⑤ わたしは全く知らなかったのですが、アメリカでは1986年には固有安全性を持った原子炉・統合型高速炉(IFR)が開発されており、映画ではその過酷事故実験で全電源喪失状態を自動的にクリアする感動的なシーンを紹介しています。目を瞠る映像です。この開発がそのまま続けられればよかったのですが、時の米民主党政権が反原発主義により開発を中止しました。
今、世界では、上述の統合型高速炉(IFR)、小型モジュラー炉(SMR)、ナトリウム冷却高速炉(SFR)など、優れた安全性を備えた次世代原子炉の開発が着々と進められていること、そしてこれにわが国の技術者が参加していることをきちっと認識しておく必要があります。

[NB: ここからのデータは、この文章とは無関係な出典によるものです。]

PR #2192, opened 2022-07-09
Make the active window button the same color as the workspace

agrogers:
The blue outline around the active button (which i think might have been my suggestion from a long time ago) has never quote worked for me. It was too difficult for me to see and i would still find myself changing the document of a window i did not want to change.

Also, now that I am using colors for each workspace, the blue outline clashed with the main color.

This change makes the active window button (in the bar at the bottom) the same color as the workspace color. It also applies the color to the window button itself (in the top right of each window). It is much more pleasing to my eye now. 

One issue is when the workspace color is set to gray. The gray color gets used as the Active button color which means that it doesnt look active. Not sure what to do about that. Is there some easy way to identify 'gray'?

image
image
image


tuomas2:
I thought this is made on top of #2007 but it isn't?

agrogers:
It is. And I pulled that code into this PR. Wasn't sure if this idea would
be popular so kept it separate. I like it - its like candy for my eyes now.
I want to add an option in the advanced settings to enable this
functionality. I can understand some (boring people :-) may not like it.

___________________________
***@***.***
(+95) 09 250018669 (Myanmar)

tuomas2:
> It is. And I pulled that code into this PR. Wasn't sure if this idea would be popular so kept it separate. I like it - its like candy for my eyes now. I want to add an option in the advanced settings to enable this functionality. I can understand some (boring people :-) may not like it.

If I change target branch to `Modified-workspace-color` it will have 250 commits. So there's something weird going on in these branches. If this branch feature is based on that feature, target branch should be `Modified-workspace-color`, not develop.

agrogers:
Sorry Tuomas. I don't know what I need to do to remedy this. I could make a
new branch altogether and get all changes into that. Not sure that that
resolves the issue though.

tuomas2:
I have merged develop to this branch. 

It should be updated to the current code base before merging. 
Again I don't like adding option for this in settings, if we can't get it working satisfactorily without option I think we should not merge this.

agrogers:
I am easy either way.

Why don't you like Options?

tuomas2:
> I am easy either way. Why don't you like Options?

Settings screen has already so many options that it is not easy to know/remember all the tweaks that can be done and then find the correct one. I like options, but I don't like options that <0.1%  will actually use. All added options need also to be tested and maintained.

 (We could consider doing some "advanced experimental options" like Chrome flags (chrome://flags/) that is absolutely hidden from normal user, and also leave those strings untranslated... but I'm not pro that either unless there's high enough demand)

agrogers:
Yeah, they are fair points.

___________________________
***@***.***
(+95) 09 250018669 (Myanmar)

agrogers:
Is there anything that I need to do for this PR now?

tuomas2:
it does not work as is, so yes

agrogers:
This PR is replaced by #2468

PR #2193, opened 2022-07-10
Add an option to show the long name of the book in the verse selector

agrogers:
There is not a lot of space to show the fullname of the book. But it is just readable and I think it is worth having. It might be better on tablet?

Also, removed the duplicate code that was used to display books in both grouped and standard format. 

image

image

image


oxr463 (approved):
This looks great to me!

This approach didn't modify the layout at all.

agrogers:
I modified it a little so that it now sizes the long book name based on the number of characters in any word in the name. It makes them more readible but looks a little messier. 

image

tuomas2:
Looks nice (screenshots, did not look yet the code)! Thanks!

app/src/main/java/net/bible/android/view/util/buttongrid/ButtonGrid.kt
```diff
@@ -431,6 +461,7 @@ class ButtonGrid constructor(context: Context, attrs: AttributeSet? = null, defS
     companion object {
         private const val PREVIEW_HEIGHT_DIP = 70
         private const val TAG = "ButtonGrid"
+//        enum class GRID_BUTTON_TYPES {BOOK, CHAPTER, VERSE}
```
tuomas2:
```suggestion
```

app/src/main/java/net/bible/android/view/util/buttongrid/ButtonGrid.kt
```diff
@@ -241,12 +210,73 @@ class ButtonGrid constructor(context: Context, attrs: AttributeSet? = null, defS
...
+        var smallTagStart = ""
+        var smallTagEnd = ""
+        val button = Button(context)
+        button.text = if (buttonInfo.showLongBookName && buttonInfo.type == ButtonInfo.Companion.GridButtonTypes.BOOK) {
+            // Check the length of the words in the long description and set the <size> tag accordingly
+            val maxLengthForSmall = 5
+            val maxLengthForXSmall = 9
+            val words = buttonInfo.description?.split("\\s".toRegex())?.toTypedArray()
+            var smallCnt = 1
+            words?.map { if (it.length > maxLengthForXSmall) {smallCnt = 3} else if (it.length > maxLengthForSmall) { smallCnt=2}  }
```
tuomas2: Can you explain this logic here? Effectively only comparison with the length of last word would be enough as smallCnt is overwritten all the time

app/src/main/java/net/bible/android/view/util/buttongrid/ButtonGrid.kt
```diff
@@ -241,12 +210,73 @@ class ButtonGrid constructor(context: Context, attrs: AttributeSet? = null, defS
...
+            button.typeface = Typeface.DEFAULT_BOLD
+            button.setTextSize(TypedValue.COMPLEX_UNIT_SP, textSize + 1.toFloat())
+            button.paintFlags = button.paintFlags or Paint.UNDERLINE_TEXT_FLAG
+            button.isPressed = true
+        } else {
+            button.setTextSize(TypedValue.COMPLEX_UNIT_SP, textSize.toFloat())
+        }
+        // set pad to 0 prevents text being pushed off the bottom of buttons on small screens
+        // set left and right pad to 3 prevents text from appearing off the button background
+        button.setPadding(4, 0, 4, 0)
```
tuomas2: these should be converted from dips to pixels (from CommonUtils:convertToDipsToPx)

app/src/main/java/net/bible/android/view/util/buttongrid/ButtonGrid.kt
agrogers: Yeah, I fixed that but it seems like i didnt push my fix. The logic was supposed to be 'find the longest word and set the size based on it'.

agrogers: I think your change has the same problem as my original attempt, only your version takes six lines to make the mistake i made in 1 :) But my approach seems to be a clumsy way of doing it. I am sure there is a smarter way. We just want to find the length of the longest word and assign a size based on it. And I didnt mean to commit any changes below. I still dont know exactly what i am pulling and pushing sometimes.

agrogers:
Hmm, i dont think icaused this....
`net.bible.android.control.page.window.WindowControlTest > testGetMinimisedWindows FAILED
    kotlin.io.FileAlreadyExistsException: /tmp/robolectric-Method_testGetMinimisedWindows18437596037165074080/net.bible.android.activity-dataDir/databases/andBibleDatabase.db -> /tmp/robolectric-Method_testGetMinimisedWindows18437596037165074080/net.bible.android.activity-dataDir/files/database_backups/dbBackup-0-20220720-085252.db: The destination file already exists.`

app/src/main/java/net/bible/android/view/util/buttongrid/ButtonGrid.kt
tuomas2: Fixed in 91441133d14986712845820873e3350242c1de07

tuomas2:
Is this unusable with small screens or why does it need to be optional?

agrogers:
It usable on my 6" phone. Maybe some people don't like change and prefer
the old style.

If the option is OFF by default then many people will not discover it.

If the option is provided then it makes the app just a little more
complicated.

But it is so easy to add options that I think providing it covers all bases

tuomas2:
> It usable on my 6" phone. Maybe some people don't like change and prefer
> the old style.
> 
> If the option is OFF by default then many people will not discover it.
> 
> If the option is provided then it makes the app just a little more
> complicated.
> 
> But it is so easy to add options that I think providing it covers all bases

I would not make this optional. I can't see why someone wouldn't prefer your version. Do you?

agrogers:
I think it is beautiful. So, I can't think of a reason. But some people
just dont like change. I dont mind either way.

___________________________
***@***.***
(+95) 09 250018669 (Myanmar)

tuomas2:
> I think it is beautiful. So, I can't think of a reason. But some people just dont like change. I dont mind either way.

Then let's remove optionality.

tuomas2:
image

This does not work very well in (some) other languages

tuomas2:
> This does not work very well in (some) other languages

That would, of course, be a reason to make it optional (and disabled by default)

agrogers:
It works terribly in some languages like Myanmar. Actually it might be the main names that are the problem as well. It all looks terrible. It is a good reason to provide a list based selector.

tuomas2:
Wow...

tuomas2:
Is it good idea to even merge this as we are so international? Or maybe enable only for english users?

agrogers:
An option to enable it let's the user choose. I like options.

My plan was to just truncate long names to a certain number of chars. Not
sure how that would look but would be acceptable to my eye in English

PR #2227, opened 2022-09-03
Remove verse number from first verse when sharing or copying

agrogers:
The first-verse verse number is always shown when the reference is displayed at the end of the verse. If the reference is positioned at the front of the verse, the first-verse verse number is hidden.


tuomas2:
I think this can be put into current-stable too

tuomas2:
Ah ok it looks like this code is already modified in develop, so not changing in current-stable. Merging..

PR #2228, opened 2022-09-03
Show verse reference in window buttons

agrogers:
Sometimes I want to know the reference for other windows, especially when writing notes that refer to these verses. Amazingly I can forget that reference in a matter of seconds. This PR adds an option to show the reference in the button.

There is at least one problem with this code - I don't know how/when to refresh the buttons when the app starts. But after a window is scrolled everything looks fine.

image

image


tuomas2:
Looks nice. Again I am preliminarily against making it optional. I guess it just does not hurt to show it like that?

agrogers:
It removes the pin icon to make space for the verse reference. That's the
only backward step. The icon is not needed because the button shape and
location conveys the same info.

I personally like being able to customise things to my liking. But I would
also default the option to True so people know it is there. But I think
most people would be fine with that change.

tuomas2:
> It removes the pin icon to make space for the verse reference.

Ah then need to think about it a bit more...

agrogers:
Closed by another PR that does the same,

PR #2229, opened 2022-09-05
Resolve "Unsafe use of a nullable receiver" warnings

uniqueid001:
The Android SDK now annotates java.io.File.listFiles() as nullable.


tuomas2:
Could take to current-stable

Issue #2092, opened 2022-02-12
[Developer-documentation] Add Instructions on Building in the Terminal via Docker


oxr463:
```
# Fetch source
git clone https://github.com/AndBible/and-bible.git
cd and-bible

# Run Android SDK container
docker run --rm --user root -v $(pwd):/usr/src/and-bible -it runmymind/docker-android-sdk:alpine-standalone /bin/sh

# Add extra dependencies required for development
apk add git npm

# Set permissions to the android user:group
chown -R android:android /usr/src/and-bible

# Switch to android user
su - android

# Navigate to the source directory
cd /usr/src/and-bible

# Set environment variable
export ANDROID_SDK_ROOT="/opt/android-sdk-linux"

# Compile a debug image
./gradlew assembleDebug
```

Reference(s):
- https://github.com/AndBible/and-bible/wiki/Developer-documentation
- https://github.com/mindrunner/docker-android-sdk

Originally posted as a comment, (See: https://github.com/AndBible/and-bible/pull/2091#issuecomment-1037382934).

tuomas2:
We can add Dockerifle to the project root too in case someone wants to build inside docker.

oxr463:
I can submit a quick PR for that.

PR #2230, opened 2022-09-05
Create a Docker image for AndBible development

uniqueid001:


timbze:
Is this basically the same idea as #2092?

uniqueid001:
> Is this basically the same idea as #2092?

Yeah, pretty much.  (I wasn't aware of that)  That one builds from the command-line only, while this installs and is able to run Android Studio.

docker/README
```diff
@@ -0,0 +1,37 @@
+About:
+
+AndBible's build system requires a newer version of nodejs than is packaged
+for Ubuntu 20.04.  As a result I can no longer build AndBible.  I created
+this Docker image based on Ubuntu 22.04 so that I can use it to build
+AndBible.
```
tuomas2, line 6: Just a tip: you can install any node versions on user level with nvm https://github.com/nvm-sh/nvm

tuomas2 (approved):

docker/Dockerfile
```diff
@@ -0,0 +1,70 @@
...
+          curl \
+          expect \
+          figlet \
+          file \
+          git \
+          less \
+          locales \
+          npm \
+          openjdk-18-jdk \
+          openssh-server \
```
tuomas2, line 21: why installing openssh-server?

tuomas2: ah, for X11 forwarding via ssh, okay...

PR #2232, opened 2022-09-06
Resolve deprecation warnings regarding StatFS

uniqueid001:
In API 18 the StatFS methods getBlockSize() and getAvailableBlocks()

原子力技術は基盤技術です。基盤技術は国民の貴重な財産であり、国家として、国民として、継承、発展させていかねばなりません。基盤技術は可能性を無限に秘めており、中止したり廃止すべきものではないのです。多くの企業人は経験的にそのことを知っています。
そのためにも、今、原子力に携わる学生や学者、研究者や技術者を離散させたり、未来の展望を無くさせてはなりません。また、彼らが不当な偏見や差別を受けるようにならないよう細心の配慮をすべきでしょう。特にマスコミにはそう願いたいもの。
マスメディアは原発を現代の悪魔のように言い募りますが、それは余りにも技術の歴史に無知すぎるように思えてなりません。原子力が悪魔というのであれば、ダイナマイトも石油もガスも、電車も自動車も、あるいは船も飛行機も悪魔です。これらは科学技術の成果であり、技術の進歩は、どのようなものであれ、一旦すすんだ位置よりも下がるものではなく、さらに上を目指すものだということを認識すべきではないでしょうか。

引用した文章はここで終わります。